Using the data below, work out how many of its lines contain "class", and give that number with nothing added.
==========
Issue #1009, opened 2025-04-16
[17.0][FIX] delivery_package_number: recomputation of number_of_packages on manually edits


Tisho99:
The number_of_packages field for a pick can be modified using a wizard or directly in the form view, but the second way does not work because the field is recomputed before.

I am willing to do the FIX in a PR, but i would like to read someone's opinion before

## Module
delivery_package_number

## Describe the bug
The number_of_packages field of the stock.picking in the delivery_package_number module can be modified directly in the form view, but when the picking is confirmed the field is recomputed, and the value of number_of_packages changes.

1. Go to Inventory / Operations / Deliveries.
2. Create a delivery. Set a carrier. Set the number_of_packages field greater to 1.
3. Validate the picking. The number_of_packages would have been recomputed

**Additional context**
If you don't edit the value of number_of_packages in the form, a wizard to edit the field will be displayed on the confirmation of the picking, and then the new value of number_of_packages won't be recomputed. 

**Expected behavior**
Not recompute number_of_packages field if it has been modified also in the form view.

There are 2 ways of fixing it: 

1: Passing the following [context](https://github.com/OCA/delivery-carrier/blob/a481eb6f0d1fbca4531925c112e0a0bd2515553d/delivery_package_number/wizard/stock_number_package_validate_wiz.py#L46-L48) to the picking [confirmation](https://github.com/OCA/delivery-carrier/blob/a481eb6f0d1fbca4531925c112e0a0bd2515553d/delivery_package_number/models/stock_picking.py#L59) of the module.

2: Adding an option in the base_delivery_carrier_label to not automatically create the packages, which is the origin of this error, and what is skipped with the context of the option 1 ([link](https://github.com/OCA/delivery-carrier/blob/a481eb6f0d1fbca4531925c112e0a0bd2515553d/base_delivery_carrier_label/models/stock_picking.py#L72-L75)) 

**Images of the error:**

![Image](https://github.com/user-attachments/assets/f40a18f4-270f-4f0d-8782-df45cc194841)

![Image](https://github.com/user-attachments/assets/fadab40f-8db8-46ea-bb02-cd1d738cdb4d)

Tisho99:
@manuelregidor 

T-8186

Tisho99:
Hello @pedrobaeza 
We are trying to do a PR in the delivery_package_number module to be able to manually edit the number_of_packages field directly in the form view, and I've described the idea

[...]

PR #853, opened 2024-07-09
[16.0][BC] base_delivery_carrier_label: remove _set_a_default_package

hparfr:
This functionality adds a burden on other modules tests like (delivery_package_fee or delivery_package_number).

In some contexts, you want to require a package to be always explicitly created.

This functionality is also now implemented in `delivery_automatic_package` module.

To be merged with `major`

EDIT:

Contains and replace:
- [ ] #855

~~This PR remove set_a_default_package from base_delivery_carrier_label.
Tests are red because it needs some changes in delivery_roulier  #855 
And tests in #855 are also red because it needs this PR.~~

PR #1013, opened 2025-05-06
[17.0] [IMP] base_delivery_carrier_label: add setting to not set default packages in shipper send

Tisho99:
This PR adds a configuration option to not set the default packages when sending a picking to the carrier

The functionality has been removed in v16: https://github.com/OCA/delivery-carrier/pull/853/files

Related with the https://github.com/OCA/delivery-carrier/issues/1009 Issue

T-8186

### DIFF
--- a/base_delivery_carrier_label/README.rst
+++ b/base_delivery_carrier_label/README.rst
@@ -39,6 +39,23 @@ module for other carrier-specific modules.
 .. contents::
    :local:
 
+Configuration
+=============
+
+By default, automatic packaging is enabled.
+
+You can disable it in Inventory / Configuration / Settings, by searching
+"Default Packages".
+
+When active, pickings without assigned packages will be grouped into a
+single one for shipping. This ensures compatibility with connectors that
+require at least one package to generate labels or tracking references.
+
+   **NOTE:** If the Number of Packages field is manually set but no real
+   packages are defined, this feature overrides it and creates only one
+   package. This may cause confusion when relying solely on that field
+   instead of using Odoo’s standard package objects.
+
 Usage
 =====
 
--- a/base_delivery_carrier_label/models/__init__.py
+++ b/base_delivery_carrier_label/models/__init__.py
@@ -2,6 +2,8 @@ from . import delivery_carrier
 from . import delivery_carrier_template_option
 from . import delivery_carrier_option
 from . import stock_move_line
+from . import res_company
+from . import res_config_settings
 from . import stock_picking
 from . import stock_quant_package
 from . import shipping_label
--- a/base_delivery_carrier_label/models/res_company.py
+++ b/base_delivery_carrier_label/models/res_company.py
@@ -1,0 +1,10 @@
+from odoo import fields, models
+
+
+class ResCompany(models.Model):
+    _inherit = "res.company"
+
+    delivery_set_default_package = fields.Boolean(
+        string="Default Packages",
+        default=True,
+    )
--- a/base_delivery_carrier_label/models/res_config_settings.py
+++ b/base_delivery_carrier_label/models/res_config_settings.py
@@ -1,0 +1,10 @@
+from odoo import fields, models
+
+
+class ResConfigSettings(models.TransientModel):
+    _inherit = "res.config.settings"
+
+    delivery_set_default_package = fields.Boolean(
+        related="company_id.delivery_set_default_package",
+        readonly=False,
+    )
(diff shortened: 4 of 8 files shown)


Jaimermaccione (changes requested):
@Tisho99 Reviewed the module improvement, and it works correctly in the local environment.  
To make the behavior clearer to end users, I suggest improving the README and the field description. Let me know what you think, in case there's any approach that might be off. Thanks! :

---

##  Configuration

By default, the automatic packaging behavior is **enabled**.

You can disable it from  
**Inventory → Configuration → Settings**, by searching for **"Default Packages"**.

When enabled, if a picking has no assigned packages, Odoo will automatically group all move lines into a **single package** before sending it to the carrier.  
This default behavior ensures that shipping connectors can work properly, as many of them require at least one package to generate labels or tracking numbers.

⚠️ **Note**:  
If a user manually sets a number of packages (e.g., `3`) via the *Number of Packages* field (see [delivery_package_number](https://github.com/OCA/delivery-carrier/tree/17.0/delivery_package_number)) but no actual packages exist yet, this setting will **silently override** it and assign **only one physical package**.

This behavior can be especially confusing when the standard Odoo packaging feature (`stock.quant.package`) is not used.  
In such cases, users rely solely on the *Number of Packages* field to inform the carrier.  
Automatically generating one default package at validation can cause the system to ignore the user-defined value, resulting in only one package being communicated to the carrier, regardless of the original input.

This setting was introduced to avoid these inconsistencies and ensure better control over when and how packages are assigned for shipping.

---

## Field title and help text (revised)

### **Title**  
**Automatically assign a single package before shipping**  
_When sending a picking to the carrier, this option ensures all items are grouped into one package if none exist. This helps shipping connectors that require at least one package for label generation or tracking._

### **Help**  
**If no packages are assigned, the system will group all items into a single package before shipping.**

Tisho99:
@Jaimermaccione 

What you say makes sense and its better documented

However, I think that is too extense, this module is big and its documentation is short. If we put that, half of the module's readme will talk about a small secondary feature and I don't think is appropriate

Jaimermaccione:
@Tisho99 Thanks for the feedback, you’re absolutely right.

I’ve rewritten it to keep it concise while still clarifying the purpose and the edge case that can confuse users. Here’s the new proposed text:

---

### Configuration

By default, automatic packaging is enabled.

You can disable it in **Inventory → Configuration → Settings**, by searching *"Default Packages"*.

When active, pickings without assigned packages will be grouped into a single one for shipping. This ensures compatibility with connectors that require at least one package to generate labels or tracking references.

> ⚠️ **Note:**  
> If the *Number of Packages* field is manually set but no real packages are defined, this feature overrides it and creates only one package.  
> This may cause confusion when relying solely on that field instead of using Odoo’s standard package objects.

---

If you think even this is too long, we could drop the note and just keep a shorter version —

---

### Configuration

By default, automatic packaging is enabled.

You can disable it in **Inventory → Configuration → Settings**, by searching *"Default Packages"*.

When active, pickings without assigned packages will be grouped into a single one for shipping. This ensures compatibility with connectors that require at least one package to generate labels or tracking references.

---


Pick whichever version fits best — short or extended. Happy to go with what works for the README. Thank you!

Tisho99:
@Jaimermaccione I have updated the readme with the first option

Jaimermaccione (changes requested):
@Tisho99 Perfect, thank you very much!

Regarding the delivery_set_default_package field — do you think it’s better to leave the help text and title as they are, rather than updating them to something like the suggestion I shared?

Currently, it says:

Help: "Set Default Packages at Pickings Before Sending it to Shipper"
Title: "Shipping connectors allow to compute accurate shipping costs, print shipping labels and request carrier picking at your warehouse to ship to the customer. Apply shipping connector from delivery methods."

I was thinking of something like this instead:

Title
Automatically assign a single package before shipping
When sending a picking to the carrier, this option ensures all items are grouped into one package if none exist. This helps shipping connectors that require at least one package for label generation or tracking.

Help
If no packages are assigned, the system will group all items into a single package before shipping.

Let me know what you think. Thanks again!

Tisho99:
@Jaimermaccione 

Okay, I've replaced my field description with yours. However, I've moved some of the help to the title to shorten the main description.

Here you can see how it is displayed:

Captura desde 2025-05-13 10-13-17

Do you see it correct now?

Jaimermaccione (approved):
@Tisho99 Looks great! Thank you! LGTM!

manuelregidor (approved):
Technical review. LGTM

Tisho99:

Tisho99:
Hi @pedrobaeza 

Could you have a look?

This PR implements the suggestion Carlos Roca did in the https://github.com/OCA/delivery-carrier/issues/1009 issue

In v16 a similar PR has been merged: https://github.com/OCA/delivery-carrier/pull/853

Thank you

ValentinVinagre (approved):
LGTM 👍🏻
==========
● Finished task
2